MELBOURNE  -  Famously known for its extensive ring system, Saturn is one of four planets in our solar system that have the distinctive feature. And now, scientists hypothesize that Earth may have sported its own ring some 466 million years ago. During the Ordovician Period, a time of significant changes for Earth’s life-forms, plate tectonics and climate, the planet experienced a peak in meteorite strikes. Nearly two dozen impact craters known to occur during this time were all within 30 degrees of Earth’s equator, signaling that the meteoroids may have rained down from a rocky ring around the planet, according to a study published September 12 in the journal Earth and Planetary Science Letters. “It’s statistically unusual that you would get 21 craters all relatively close to the equator.

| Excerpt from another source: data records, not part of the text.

PR #1808, opened 2021-03-23
Use frame width for plot scaling

kmshin1397:
Closes fritz-marshal/fritz-beta-feedback#91
Should also close #1803 
plot

Use the `frame_width` parameter instead of `width` in the photometry/spectroscopy plots to remove the legend from width/aspect ratio calculations. Also some other minor tweaks to the plot layouts (spectroscopy sliders are slightly narrower to account for padding; labels wrap to next line a little earlier)

### DIFF
--- a/skyportal/plot.py
+++ b/skyportal/plot.py
@@ -342,7 +342,7 @@ def photometry_plot(obj_id, user, width=600, device="browser"):
 
     labels = []
     for i, datarow in data.iterrows():
-        label = f'{datarow["instrument"]}/{datarow["filter"]}'
+        label = f'{datarow["instrument"]}/{datarow["filter"]}asfasdfasfsafdsa'
         if datarow['origin'] is not None:
             label += f'/{datarow["origin"]}'
         labels.append(label)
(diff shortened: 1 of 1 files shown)


skyportal/plot.py
```diff
@@ -342,7 +342,7 @@ def photometry_plot(obj_id, user, width=600, device="browser"):
 
     labels = []
     for i, datarow in data.iterrows():
-        label = f'{datarow["instrument"]}/{datarow["filter"]}'
+        label = f'{datarow["instrument"]}/{datarow["filter"]}asfasdfasfsafdsa'
```
acrellin, line 345: Is this supposed to be here?

acrellin (approved):
Aside from the possible debug code noted above, :+1:

skyportal/plot.py
kmshin1397: Oops, no that's leftover test code good catch

scizen9 (approved):
Thanks @kmshin1397!  Lot of work to solve this problem.

PR #1810, opened 2021-03-24
Commentable Base class

guynir42:
I added a base class that is the target for all comments and annotations (and in the future maybe other meta-data classes). 

At this point I haven't changed anything outside `models.py` because I want feedback on the implementation. 

There are two main issues to solve:
[ ] how do we migrate all the sub-classes into a new table with new IDs. 
[ ] I changed the `Obj` primary key to be a numeric id and added a `name` column to capture the ZTF name. 

The last point will require a big refactor. I think it is the right thing to do, and it has been the right thing to do from the start. 
It will be painful but it makes more sense to have `Obj` using the same integer identifier as all other classes, and refer to its name by the `name` property. 

Let me know what you think.

### DIFF
--- a/skyportal/models.py
+++ b/skyportal/models.py
@@ -547,13 +547,30 @@ def token_groups(self):
 Token.groups = token_groups
 
 
-class Obj(Base, ha.Point):
+class CommentableBase(Base):
+    """
+    A base class for all other classes that can be assigned comments and annotations.
+    E.g., Obj, Spectrum, Photometry, Thumbnails
+    """
+
+    # id should be defined by the baselayer BaseMixin
+    commentable_type = sa.Column(sa.String)
+
+    __mapper_args__ = {
+        'polymorphic_identity': 'commentable_base',
+        'polymorphic_on': 'commentable_type',
+    }
+
+
+class Obj(CommentableBase, ha.Point):
     """A record of an astronomical Object and its metadata, such as position,
     positional uncertainties, name, and redshift."""
 
     update = public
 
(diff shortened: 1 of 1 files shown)


skyportal/models.py
```diff
@@ -547,13 +547,30 @@ def token_groups(self):
...
+class Obj(CommentableBase, ha.Point):
     """A record of an astronomical Object and its metadata, such as position,
     positional uncertainties, name, and redshift."""
 
     update = public
 
-    id = sa.Column(sa.String, primary_key=True, doc="Name of the object.")
+    # id = sa.Column(sa.String, primary_key=True, doc="Name of the object.")
+    name = sa.Column(sa.String, primary_key=True, doc="Name of the object.")
+    id = sa.Column(sa.Integer, sa.ForeignKey('commentablebases.id'), primary_key=True)
```
acrellin, line 573: This will just be inherited from `Base`, like all other `Base`-based models, so no need for this

acrellin: And I don't think we should be changing `Obj.id` to an int and moving the current `Obj.id` to `Obj.name`

acrellin (commented):
I'll take a closer look soon, but this feels overly complicated to me. I think we can use a much simpler class inheritance schema

dmitryduev (commented):
@guynir42 so what is your plan on this one?

stefanv:
We may need to live with a compromise for now, since this is a somewhat invasive change.

guynir42:
@stefanv I've moved to a different design using a mixin class. see #1841 
I guess I can close this PR for now.

PR #1813, opened 2021-03-24
Use a proxy test server service for caching and mocking LT test requests/responses

### LINKED ISSUE #1792: Implement a general approach for mocking external services for testing

kmshin1397:
This PR sets up a new microservice on testing runs for a `test_server` which acts as a proxy between the test SP instance and external APIs.

The process, explained using LT as an example: 
- The LT host/port is set to the local test server `localhost:64502` instead of the real LT host
- The `test_server` configs are set up so that the proxy server knows that if it sees requests to the LT route, to forward such requests to the real LT address
- When the test server gets a response from LT, it sends that back to the SP API. 
  - For WSDL responses specifically (like the LT GET request), the response body will have the real LT address within the service definitions in the response. This is overwritten to also point to the local test server so that when the SOAP service is invoked, we can intercept that request as well.
- We wrap the logic for forwarding requests/responses within a VCR context so that they are cached for future test runs.
- The VCR cache files are deleted every 7 days by default (number of days are configurable)
- We also define a custom VCR request matcher to identify when an incoming request is in the cache. This checks for not only matching URLs and method (POST vs GET), but also for matching `mode` and `device` within the request body XML.

Also in this PR:
- Shorten the default length of randomly generated UUID's in test fixtures (by using the `uuid4().hex`). This should not only help with flakiness in frontend tests due to unrealistically long names, but was relevant to this PR specifically because the LT API expects target names (our obj IDs) to be at most 32 characters.

Closes #1792

### DIFF
--- a/skyportal/services/test_server/test_server.py
+++ b/skyportal/services/test_server/test_server.py
@@ -44,6 +44,8 @@ def lt_request_matcher(r1, r2):
     """
     Helper function to help determine if two requests to the LT API are equivalent
     """
+
+    # Check that the request modes are matching (should be either "request" or "abort")
     r1_request_mode = re.findall(
         r"mode=&quot;[a-zA-Z]+&quot;", r1.body.decode("utf-8")
     )[0]
@@ -53,6 +55,7 @@ def lt_request_matcher(r1, r2):
         else None
     )
 
+    # For "request" calls, check that the "Device" parameters match up
     r1_device_matches = (
         re.findall(r"&lt;Device name=&quot;.+?&quot;", r1.body.decode("utf-8"))
         if r1.body is not None
@@ -66,6 +69,8 @@ def lt_request_matcher(r1, r2):
     )
     r2_device = r2_device_matches[0] if (len(r2_device_matches) != 0) else None
 
+    # A request matches an LT request if the URL matches, the POST/GET matches,
+    # the mode ("request" or "abort") matches, and the instrument ("Device") matches.
     assert (
         r1.uri == r2.uri
         and r1.method == r2.method
--- a/skyportal/services/test_server/test_server.py
+++ b/skyportal/services/test_server/test_server.py
@@ -1,12 +1,13 @@
 import vcr
-
+import tornado.ioloop
+import tornado.httpserver
 import tornado.web
-
 from suds import Client
 import requests
 
-from baselayer.log import make_log
 from baselayer.app.env import load_env
+from baselayer.log import make_log
+
 
 env, cfg = load_env()
 log = make_log("testserver")
@@ -138,3 +139,17 @@ def make_app():
             (".*", TestRouteHandler),
         ]
     )
+
+
+if __name__ == "__main__":
+    env, cfg = load_env()
+    log = make_log("testserver")
+
+    if "test_server" in cfg:
+        app = make_app()
+        server = tornado.httpserver.HTTPServer(app)
+        port = cfg["test_server.port"]
+        server.listen(port)
+
+        log(f"Listening for test HTTP requests on port {port}")
+        tornado.ioloop.IOLoop.current().start()
--- a/skyportal/services/test_server/test_server.py
+++ b/skyportal/services/test_server/test_server.py
@@ -1,3 +1,8 @@
+import glob
+import datetime
+import re
+import os
+
 import vcr
 import tornado.ioloop
 import tornado.httpserver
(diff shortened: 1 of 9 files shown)


kmshin1397:
LT folks fixed things on their end so the test calls are successful again. When running the followup tests locally, they all pass and generated this VCR YAML file (sent as .txt since GitHub doesn't support attaching YAML files to comments):

[test_server_recordings_2021-03-24.txt](https://github.com/skyportal/skyportal/files/6199997/test_server_recordings_2021-03-24.txt)

mcoughlin:
@kmshin1397 Oh this is real exciting! Can you help me understand the reason for all the hex changes?

kmshin1397:
> @kmshin1397 Oh this is real exciting! Can you help me understand the reason for all the hex changes?

@mcoughlin  The hex changes aren't really necessary - they just serve to get a shorter random string than was provided by just `uuid.uuid4()` because the hyphens are removed. For example:
image

Looking into CI failure now

skyportal/services/test_server/test_server.py
```diff
@@ -0,0 +1,218 @@
...
+    if (today - current_file_date).days > refresh_cache_days:
+        # Delete old cache and return new file path
+        os.remove(current_file)
+        return f"cache/test_server_recordings_{today.isoformat()}.yaml"
+
+    # Cache is still valid
+    return current_file
+
+
+def lt_request_matcher(r1, r2):
```
mcoughlin, line 43: Since we know we will also need to do something like this for LCO and ZTF and so on, is there anything to abstract out here now? Or are the specifics of the bodies enough that we will need to copy and paste things?

test_config.yaml
```diff
@@ -40,3 +40,23 @@ notifications:
...
+
+services:
+  paths:
+    - ./baselayer/services
+    - ./skyportal/services
+
+test_server:
+  port: 64502
+  # Reset the cache every * days
+  refresh_cache_days: 7
```
mcoughlin, line 52: This refresh rate will be changeable for each system? We won't want to have to test LCO too often given the program restrictions, for example.

mcoughlin (commented):
Just a few ideas / comments. Overall looks great to me.

test_config.yaml
```diff
@@ -40,3 +40,23 @@ notifications:
...
+  redirects:
+    # List of routes listened for by the test server, and the real URLs that
+    # requests should be redirected to. Requests will be forwarded by the
+    # test server, cached, and responses played back to the API as if it came
+    # from the real server.
+    /node_agent2/node_agent: http://161.72.57.3:8080 # LT
```
dannygoldstein, line 58: What is `/node_agent2/node_agent`?

dannygoldstein (approved):

skyportal/services/test_server/test_server.py
kmshin1397: Hmm yeah I think this may be the best we can abstract this. There's already decent built-in general options provided by `vcr` like matching on just URL, URL + request type, the entire body, etc. This was written specifically for LT since it's different from the more standard REST APIs like LCO in that the LT requests all go to the same route `/node_agent2/node_agent` and are mostly just distinguished by what's in the body XML. I imagine things like LCO and ZTF will be more amenable to using built-in options like "look for POST requests to this particular URL/route"

test_config.yaml
kmshin1397: That's a good point that I hadn't thought of. As I have it now, requests for everything (LT, LCO, etc) will all go into the same cache file, and the refresh rate is defined for the entire file. Unfortunately VCR doesn't really have good support for request-specific expiration dates as far as I know, so I think we probably have to do something like a separate cache file for each system in order to support different refresh rates for each one.

test_config.yaml
kmshin1397: This is the API route for LT requests. The full real LT URL is `http://161.72.57.3:8080/node_agent2/node_agent`, but they're not being sent to `http://localhost:cfg["test_server.port"]/node_agent2/node_agent` and this configuration tells the test server that all requests coming in on the `/node_agent2/node_agent` route should be forwarded to the LT server.

To be honest, this is the one part of this setup that I'm a little iffy about. I need a way distinguish which requests want to go to which external system, and the real addresses for those external systems. The method I've settled on is to map API routes to real host address in the configs like this, but I can imagine this raising issues in the future if two external services both have some common route like `"GET /users"` that we want to test and it'll be hard to tell which real APIs to forward the requests to when they're both just being sent to `http://localhost:cfg["test_server.port"]/users` by SP

test_config.yaml
mcoughlin: Ok makes sense!

skyportal/services/test_server/test_server.py
mcoughlin: Ok makes sense!

mcoughlin (approved):

PR #1817, opened 2021-03-25
Stringify altdata in PhotometryTable to avoid React errors

acrellin:


static/js/components/PhotometryTable.jsx
```diff
@@ -38,25 +39,30 @@ const PhotometryTable = ({ obj_id, open, onClose }) => {
             if (isFloat(value)) {
               return value.toFixed(key.includes("jd") ? 8 : 6);
             }
+            if (
+              key === "altdata" &&
+              typeof value === "object" &&
+              value !== null
+            ) {
+              return JSON.stringify(value);
+            }
```
acrellin, line 48: These are the only relevant changes here, everything else is due to our current linter not liking other, pre-existing code

Issue #1814, opened 2021-03-24
altdata not being broadcast correctly in photometry post handler


acrellin:
This request fails with `'Unable to coerce passed JSON to a series of packets. Error was: "Mixing dicts with non-Series may lead to ambiguous ordering."'`:
```
r = requests.post(
    "http://localhost:5000/api/photometry", 
    json={
        'mjd': '59203.14312098', 
        'obj_id': '14gqr', 
        'instrument_id': 1, 
        'origin': 'DESI', 
        'magsys': 'ab', 
        'filter': ['ztfg', 'ztfi', 'ztfr'], 
        'group_ids': [7, 8], 
        'flux': [6.69783593559922e-07, 4.372349179111794e-07, 2.843060842255576e-07], 
        'fluxerr': [6.69783593559922e-09, 4.3723491791117935e-09, 2.843060842255576e-09],
        'zp': 0, 
        'altdata': {'subdir': 'daily', 'trunk': 'coadd', 'tile': '80606', 'date': '20201216'},
    }, 
    headers={"Authorization": f"token {token_id}"}
)      
```
yet this request returns successfully (only `altdata` is different here):
```
r = requests.post(
    "http://localhost:5000/api/photometry", 
    json={
        'mjd': '59203.14312098', 
        'obj_id': '14gqr', 
        'instrument_id': 1, 
        'origin': 'DESI', 
        'magsys': 'ab', 
        'filter': ['ztfg', 'ztfi', 'ztfr'], 
        'group_ids': [7, 8], 
        'flux': [6.69783593559922e-07, 4.372349179111794e-07, 2.843060842255576e-07], 
        'fluxerr': [6.69783593559922e-09, 4.3723491791117935e-09, 2.843060842255576e-09],
        'zp': 0, 
        'altdata': {
            'subdir': ['daily', 'daily', 'daily'], 
            'trunk': ['coadd', 'coadd', 'coadd'], 
            'tile': ['80606', '80606', '80606'], 
            'date': ['20201216', '20201216', '20201216'], 
            'panel': ['1', '1', '1'],
        },
    }, 
    headers={"Authorization": f"token {token_id}"}
)      
```

PR #1818, opened 2021-03-25
Fix handling of photometry posted with altdata

acrellin:
This PR fixes & greatly simplifies how altdata is handled in `PhotometryHandler.post`. Now, a list of objects can be provided or a single object can be broadcasted to all photometry points. Tests are added.

Closes https://github.com/skyportal/skyportal/issues/1814

### DIFF
--- a/skyportal/handlers/api/photometry.py
+++ b/skyportal/handlers/api/photometry.py
@@ -145,6 +145,16 @@ class PhotometryHandler(BaseHandler):
 
         if "altdata" in data and not data["altdata"]:
             del data["altdata"]
+        if "altdata" in data:
+            if isinstance(data["altdata"], dict):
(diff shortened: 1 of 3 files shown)


skyportal/handlers/api/photometry.py
```diff
@@ -145,6 +145,17 @@ def standardize_photometry_data(self):
...
             del data["altdata"]
+        if "altdata" in data:
+            if isinstance(data["altdata"], dict):
+                max_num_elements = max(
+                    [
+                        len(data[key])
+                        for key in data
+                        if isinstance(data[key], (list, tuple))
+                    ]
+                    + [1]
```
acrellin, line 156: In case there are no list/tuple values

It shouldn’t happen. They should be randomly distributed,” said lead author Andrew Tomkins, a geologist and professor of Earth and planetary sciences at Monash University in Melbourne, Australia. Not only does the new hypothesis shed light on the origins of the spike in meteorite impacts, but it also may provide an answer to a previously unexplained event: A global deep freeze, one of the coldest climate events in Earth’s history, may have been a result of the ring’s shadow. Scientists are hoping to find out more about the possible ring. It could help answer the mysteries of Earth’s history as well as pose new questions about the influence an ancient ring could have had on evolutionary development, Tomkins said. When a smaller object gets close enough to a planet, it reaches what’s known as the Roche limit, the distance where the celestial body has enough gravitational pull to break apart the approaching body.

The resulting debris then creates rings around the planet, such as those around Saturn that may have been formed by debris from icy moons, according to NASA. Scientists previously believed that a large asteroid broke apart within the solar system, creating the meteorites that hit Earth during the Ordovician Period. However, such an impact would have likely caused the strikes to be more randomly distributed, such as the randomization of the craters on the moon, Tomkins said. The study authors hypothesize that a large asteroid, estimated to be about 7.5 miles (12 kilometers) in diameter, instead reached Earth’s Roche limit, which might have been about 9,800 miles (15,800 kilometers) from the planet based on the measurements of past rubble-pile asteroids. The asteroid would have been largely beat up from other collisions, making rubble loose and easy to pull apart by Earth’s tidal force, Tomkins said.